COVID, week 45 + the light

COVID, week 45 + the light

It was a nice reprieve to actually talk about running in my entry last week, as I tried to convey that — of course — my 2020 running materialized in ways I never could have imagined (no races, no big training groups, no runs beyond my ZIP code and immediate side of town, but distance PRs, elevation PRs, all that stuff). Imagine that, a running blogger actually talking about running! 

That said: hold that thought about running.

Shortly after my track workout this morning with J, my kids and I watched President Biden’s and VP Harris’ inauguration ceremony live. This is one of those experiences, one of those sentiments, that I have no doubt I will carry with me for the rest of my life, one of those curious where were you when __________ conversation starters.

For me, of course — as is the case with so many others in this country — I was at home, in the throes of the earliest part of my kids’ distance learning day, forced to be here by an airborne respiratory pandemic that has, as of today, killed more Americans in less than a year than who died in all of World War II, 406,000 and counting. 

But just like with the new calendar year, just because there is a marked presidential transition — one fraught with a shit-ton of issues, but a transition nonetheless — it doesn’t guarantee anything, including that life will intrinsically be fundamentally different from day one.  

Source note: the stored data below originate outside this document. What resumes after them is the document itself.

PR #11585, opened 2026-07-30
fix(settings): widen font size input so values are fully visible

qiuyongjin:
## Description

Widened the font size input from `w-14` to `w-24` so two-digit values (10-24px) display fully.

## Screenshots

No visual change — the input width increased from 3.5rem to 6rem, all existing layout remains unchanged.

## Testing

- [x] Local lint passes (`oxlint`, `oxfmt`)
- [x] Font size values 10-24 all display fully in the input field
- [x] Increment/decrement buttons work correctly at all values

## AI Review Report

No AI-generated code in this change — manual one-line className adjustment.

## Security Audit

No security impact — purely a CSS width change on a controlled numeric input.

## Notes

N/A

### DIFF
--- a/src/renderer/src/components/settings/TerminalFontSizeSetting.test.tsx
+++ b/src/renderer/src/components/settings/TerminalFontSizeSetting.test.tsx
@@ -1,14 +1,10 @@
 // @vitest-environment happy-dom
 
-import { readFileSync } from 'node:fs'
-import { resolve } from 'node:path'
 import { act } from 'react'
 import { createRoot, type Root } from 'react-dom/client'
 import { afterEach, beforeEach, describe, expect, it, vi } from 'vitest'
 import type { GlobalSettings } from '../../../../shared/types'
 import { TerminalFontSizeSetting } from './TerminalFontSizeSetting'
-
-const MAIN_CSS = resolve(__dirname, '../../assets/main.css')
 
 vi.mock('@/i18n/i18n', () => ({
   translate: (_key: string, defaultValue: string) => defaultValue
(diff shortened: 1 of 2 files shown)


qiuyongjin:
image

brennanb2025:
Thanks for this — the diagnosis and the goal are right, and I've pushed one commit to your branch on top of it.

What I changed and why:

- **Added `number-input-clean` to the same input.** The clipping isn't really a width problem: `<input type="number">` reserves space for Chromium's native spin buttons *inside* the field, and that reserved gutter is what was cutting off the second digit. Measured in the app, at the old `w-14` the input's `scrollWidth` exceeds its `clientWidth` by 2px without that class and by 0px with it. `number-input-clean` is what the other three numeric settings inputs already use (`SettingsFormControls` `NumberField`, `TerminalAdvancedSection`, `GeneralEditorSettingsSection`), so this makes Font Size consistent with them instead of being the one field that still renders native spinners next to its own − / + buttons.
- **Kept your `w-24`.** It matches the width those sibling inputs use, and with the spin gutter gone the value now sits properly centred rather than nudged left.
- **Added `TerminalFontSizeSetting.test.tsx`.** The component had no tests; this covers the fix plus the stepper bounds. I checked it's a real guard — reverting to `w-14` fails two of its cases.

One thing I noticed but deliberately did **not** fix here, so it doesn't get lost: the field can't actually be typed into. `onChange` commits on every keystroke and rejects anything outside 10–24, so the first digit of a two-digit entry is rejected and the controlled input snaps back — only the − / + buttons really work. That's a separate bug from the one this PR fixes and it deserves its own PR.

Heads up that this also fixes #12877, which was filed for the same symptom.

brennanb2025:
Thanks for catching this — I pushed a small follow-up to the PR branch.

The clipping came from the native number-input spinner gutter, not the 56px width itself. The field now reuses the existing number-input-clean treatment and stays at w-14, so the value remains centered without making the stepper group wider. I also trimmed the regression test to assert the component contract instead of reparsing global CSS.

Validated with the focused component tests, full typecheck, and Electron: no input overflow, and the −/+ controls still round-trip 14 → 15 → 14.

There is still work to do: and heaps of it, at that. 

Having to navigate any one of our current problems in this country — the pandemic, political polarization and disinformation, white supremacy, structural racism, the economy, I mean, pick your poison here — would be terrible. The profound cost of life and livelihood can’t be overstated. Having all of it, and all of it compounding each other: anyone got a 25th hour in the day?

What is there to say but that I am hopeful for the light ahead.

light-chasing in multiple layers (PC:J)

4 thoughts on “COVID, week 45 + the light

  1. I’m feeling what you’re feeling. I’m hopeful and optimistic that things may eventually start to get better but there’s just SO MUCH work to be done. Political polarization and misinformation are feeding into everything. I never in my life would have thought that something like a pandemic and actions to take against it would be political and something that people would disagree on. It’s a contagious virus that’s killing people – should we listen to medical and disease experts and stop it so more people don’t die or deny its existence and bitch and whine about our “freedoms?” Hmmm. I hope we’re in better hands and on our way toward healing some of the divide, but I guess only time will tell.

    Beautiful picture btw 🙂

    1. Hey gal, happy new year! Hope you are well. And yes, I am 1000% with you. I feel like every day I wonder, “how is this a thing???” I am so hopeful and even find myself reading the news less — enough to be informed — which I think is a step in the right direction, for me. It’s like there are fewer multi-car pile-up catastrophes to gawk over. My parents are eligible for their vaccine in early February, and I think that will also help me begin to feel better. (Yours too, right?)

      1. Happy New Year to you too! 🙂 Yeah, I’m really enjoying not being so irritated by the news constantly. It’s a nice change for sure.

        Yep, my parents pre-registered with our county – they’re over 70, and I think that phase starts on 2/8. No idea when someone my age is eligible, but I’m more worried about them anyway. I’m glad your parents will be able to get theirs soon!

        1. What a breath of relief! Like you, I’m looking forward to my parents getting vaccinated. I’ll be really happy when I am, too, of course, but I’ll be stoked for them.